A GIRL CUT IN TWO (Claude Chabrol, 2007)

Working from his and Cécile Maistre’s fine, twisting, elusive script, Claude Chabrol made one of his most teasingly ambiguous films: La fille coupée en deux, both a heartrending feminist fable and quite cruel black comedy that concludes with a sardonic, agonizing dash of Max Ophuls’s Lola Mont ès (1955): the fated stage-bound finish that echoes the bravura opening shot familiar to Chabrolians: the advancing shot from inside the front of a car, including (besides roadway trees) through a tunnel suggesting the unconscious, only this time bathed in pretty red that cunningly invokes the protagonist’s rose-colored view—and perhaps our own.

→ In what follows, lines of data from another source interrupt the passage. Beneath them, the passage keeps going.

PR #20, opened 2015-10-07
Completed assessment

kaylal12:


lib/assessment.js
```diff
@@ -5,31 +5,63 @@
...
+
 // Question 4
 // Write a function that returns an array of the specified length
 // with all the elements set to the value returned from
 // invoking the argument defaultsFunction
 // defaultsFunction should be passed the index of the array element to be set
 var newArray2 = function newArray2(length, defaultsFunction) {
+  var newAry = []
+  for (var i = 0; i < length; i++) {
+    newAry[i] = defaultsFunction();
```
GA-MEB, line 61: Close - that should be `defaultsFunction(i)`

lib/assessment.js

Gabrielle Aurore Deneige (Ludivine Sagnier, superb) is indeed introduced to us by way of sham television “theater”; she is a young, beautiful, voluptuous “weather girl” with a seemingly celestial career path ahead of her; but the two men who fall in love with her, or say they do, “cut her in two,” driving her into voluminous depression and a moral and a mental breakdown. She is ill-used by them both and is last seen being exploited by her own uncle, whose gigantic rotating blade aims, literally, to cut her in two as part of his cheesy theatrical magic act. At the point of incision, whether real or illusory, tabled Gabrielle turns her head away from the thrill-seeking audience and looks instead into space, in our direction, all the while knowing—she is no longer naïve—that we also will not lift a finger to help. Sufficiently jaded to be at war with angelic innocence, we also want to see her cut in two.

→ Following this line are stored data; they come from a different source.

PR #21, opened 2015-10-07
added response to challenge.js

resource11:
Struggled with #5... probably could figure it out with a bit more time. Had trouble deciphering the exact needs in that one question.

### DIFF
--- a/lib/assessment.js
+++ b/lib/assessment.js
@@ -5,7 +5,18 @@
 // and returns the minimum from that set
 // assume that all the argument are numbers
 var min = function min() {
+  // get the arguments, assign to args
+  var args = arguments;
 
+  var result = 0;
+
+  // iterate over args length and compare value to result
+  for (var i = 0; i < args.length; i++) {
+    if (result < args[i]) {
+      result = args[i];
+    }
+  }
+  return result;
 };
 
 // Question 2
@@ -13,7 +24,17 @@ var min = function min() {
 // and returns the sum of that set
 // assume that all the argument are numbers
 var sum = function sum() {
+  // get the arguments, assign to args
+  var args = arguments;
 
+  var result = 0;
+
+  // iterate over args length and compare value to result
+  for (var i = 0; i < args.length; i++) {
+    result += args[i];
+    }
+  }
+  return result;
 };
 
 // Question 3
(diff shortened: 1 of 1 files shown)


lib/assessment.js
```diff
@@ -5,7 +5,18 @@
...
 
+  var result = 0;
+
+  // iterate over args length and compare value to result
+  for (var i = 0; i < args.length; i++) {
+    if (result < args[i]) {
+      result = args[i];
+    }
+  }
+  return result;
```
GA-MEB, line 19: Yep!

One small point - using `args` instead of `arguments` doesn't actually give you any advantage. Both variables point to the exact same object.

lib/assessment.js
```diff
@@ -30,6 +62,17 @@ var newArray = function newArray(length, defaultValue) {
 // defaultsFunction should be passed the index of the array element to be set
 var newArray2 = function newArray2(length, defaultsFunction) {
 
+ var result = [];
+
+  // iterate over the specified length
+  for (var i = 0; i < length; i++) {
+    // set each index value of the result of invoking the defaultsFunction
+    result[i] = defaultsFunction();
```
GA-MEB, line 70: Close - should be `defaultsFunction(i)`.

lib/assessment.js
```diff
@@ -40,6 +83,24 @@ var newArray2 = function newArray2(length, defaultsFunction) {
...
+  }
+
+    if (/*obj is unset*/) {
+      var newObj = obj;
+      } else {
+      // return the already-in-existence object;
+    }
+
+  return result;
+
```
GA-MEB, line 103: Clarifying the question may help here. This method is supposed to take an object and add a method to it. But what if no object is passed in? In that case, we should make a new object, and add the method to that.

As a set of steps, that becomes:
1. Check to see if `obj` is undefined or not; if it is, set `obj` to an empty object.
2. Add new property (propertyName: method) to `obj`
3. Return obj

As code, that could be written

``` javascript
if (!obj) { obj = {}; } //Alternatively, 'obj = obj || {};' - can you see how that might work?
obj[propertyName] = method;
return obj;
```

GA-MEB:
3.75 of 5 (-0.25 on Q4, -1 on Q5)

Nice work! Let me know if you'd like to chat more about any of these questions.

lib/assessment.js
resource11, line 19: Ah, OK. I thought we received explicit instruction to not use 'arguments' without assigning that to a variable.

lib/assessment.js
resource11, line 70: Ahh, yes. Thanks!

Who are these men who unwittingly conspire to destroy Gabrielle before the mad magician, shall we say, settles the matter? (In his stage makeup, Unc is the image of lasciviousness. He reminded me of the pimp, Clovis, in Chabrol’s Les cousins, 1958.) Both are celebrities. Charles Saint-Denis (François Berléand, immaculate), three decades older, is a popular author. Gabrielle marks the latest in a string of extramarital affairs in which Charles’s wife, we discover, is complicit. Charles at one point takes Gabrielle to his “club”—it is a place out of David Lynch—so that he can share her with his male compatriots in female debasement and corruption. Someone should shoot Charles—and someone does.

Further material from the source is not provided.